After some algebraic manipulation, I have derived the control-affine form of the equations implemented in neural_clbf/systems/cartpole.py. Running the file checks that the closed-loop dynamics derived from these equations is identical to the full dynamics for several randomly-sampled states and controls.

I have implemented an associated training script, however I invariably get issues with infeasible QPs as follows:

$ python neural_clbf/training/train_cartpole.py --n-epochs 1
...
    raise SolverError("Solver scs returned status %s" % status)
diffcp.cone_program.SolverError: Solver scs returned status infeasible

I'm struggling to figure out the cause and a bit of advice would be much appreciated. Thanks very much!

dtch1997 commented 1 year ago

Reducing the state limits seems to have fixed it somewhat. Experiment ongoing, viewable at https://wandb.ai/dtch1997/NeuralCLBF/runs/th3qiqh6?workspace=user-dtch1997

dawsonc commented 1 year ago

Thanks for your interest in contributing to the project!

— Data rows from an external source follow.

PR #370, opened 2026-05-19
Show explicit unsupported-driver error on Windows

### LINKED ISSUE #366: Dev driver setup fails on Windows due to incorrect Python interpreter path
## TL;DR

The documentation suggests installing the dev driver with:

```bash
pie driver dev install ~/.pie/venvs/dev --run
```

On Windows, this command creates the virtual environment successfully, but the install step then tries to use a Unix-style interpreter path:

```text
~/.pie/venvs/dev\bin\python
```

Windows virtual environments use `Scripts\python.exe`, so the install step fails.

## Repro

On Windows PowerShell, run the command from the documentation:

```powershell
pie driver dev install ~/.pie/venvs/dev --run
```

## Actual behavior

The venv is created successfully:

```text
Activate with: ~\.pie\venvs\dev\Scripts\activate
```

But the next step uses:

```text
uv pip install --python ~/.pie/venvs/dev\bin\python pie-driver-dev[cu128]
```

and fails with:

```text
error: No virtual environment or system Python installation found for path `~/.pie/venvs/dev\bin\python`
```

## Expected behavior

On Windows, Pie should either:

- use the Windows venv interpreter path:

```text
~/.pie/venvs/dev\Scripts\python.exe
```

## Investigation

The interpreter path appears to be constructed in:

```text
server/src/cli/driver_cmd.rs
```

with:

```rust
venv.join("bin").join("python")
```

This works for Unix-like virtual environments, but not on Windows.

## Environment

- OS: Windows
- Shell: PowerShell
- Pie version: 0.3.0
- Command: `pie driver dev install ~/.pie/venvs/dev --run`

LIU-ZHIYUAN-source:
This PR adds an explicit Windows guard for subprocess drivers (dev, vllm, sglang).

Previously, running `pie driver dev install` on Windows would print a Unix-style interpreter path (`<venv>/bin/python`), which is misleading since Windows uses `Scripts/python.exe`.

Since these drivers are currently unsupported on Windows, this change fails early with a clear error message and suggests using the portable driver on Windows or running these drivers in WSL/Linux instead.

Tested on Windows:
- cargo run -p pie-server --no-default-features -- driver dev install

Fixes #366 

## Summary by CodeRabbit

* **Bug Fixes**
  * Driver install now immediately reports incompatibility on Windows for the dev, vllm, and sglang drivers and directs users to use the portable driver or run those drivers in WSL/Linux.

* **Documentation**
  * Added a Windows compatibility note in the installation guide under "Optional: Python-backed drivers" with guidance on supported alternatives.

[Review Change Stack](https://app.coderabbit.ai/change-stack/pie-project/pie/pull/370?utm_source=github_walkthrough&utm_medium=github&utm_campaign=change_stack)

### DIFF
--- a/server/src/cli/driver_cmd.rs
+++ b/server/src/cli/driver_cmd.rs
@@ -217,6 +217,14 @@ fn run_subprocess(flavor: SubprocessFlavor, action: PerDriverCmd) -> Result<()> 
 }
 
 fn install(flavor: SubprocessFlavor, path: Option<PathBuf>, run: bool) -> Result<()> {
+    #[cfg(windows)]
+    if matches!(flavor, SubprocessFlavor::Dev | SubprocessFlavor::Vllm | SubprocessFlavor::Sglang) {
+        bail!(
+            "{} driver is not supported on Windows. Please use the portable driver on Windows, or use WSL/Linux for dev, vllm, or sglang drivers.",
+            flavor.as_str()
+        );
+    }
+    
     let venv = path.unwrap_or_else(|| crate::paths::pie_home().join("venvs").join(flavor.as_str()));
     let python_bin = venv.join("bin").join("python");
 
--- a/website/docs/guide/install.mdx
+++ b/website/docs/guide/install.mdx
@@ -70,6 +70,9 @@ This provides the standalone `bakery` command and the Python package used by
 
 The `pie` binary runs the embedded `cuda_native` and `portable` drivers without Python. Python is required only for the subprocess drivers: `dev`, `vllm`, and `sglang`. Install one with:
 
+> Note: The `dev`, `vllm`, and `sglang` drivers are currently not supported on Windows.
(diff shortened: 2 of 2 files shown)


LIU-ZHIYUAN-source:
Hi @ingim , quick question — the docs show install commands for dev/vllm/sglang, but don’t mention Windows support.

Would it make sense to clarify in the docs that these drivers are currently unsupported on Windows, or just leave it as is?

I'm happy to support merging this system in, but I'd first want to see some evidence that you can get training working with the new model (for at least one of the types of neural certificate, e.g. neural cbf or clbf, and bonus points for extra demonstrations). For posterity, would you mind attaching the plots and simulation results showing successful training to this PR (when available).

PS I get a 404 at that link you provided.

dtch1997 commented 1 year ago

Thanks for getting back to me!

Sorry about the messy state of the PR. I went somewhat overboard trying various changes to improve performance which didn't really pan out.

I'll revert to the working version and fix the WandB link soon.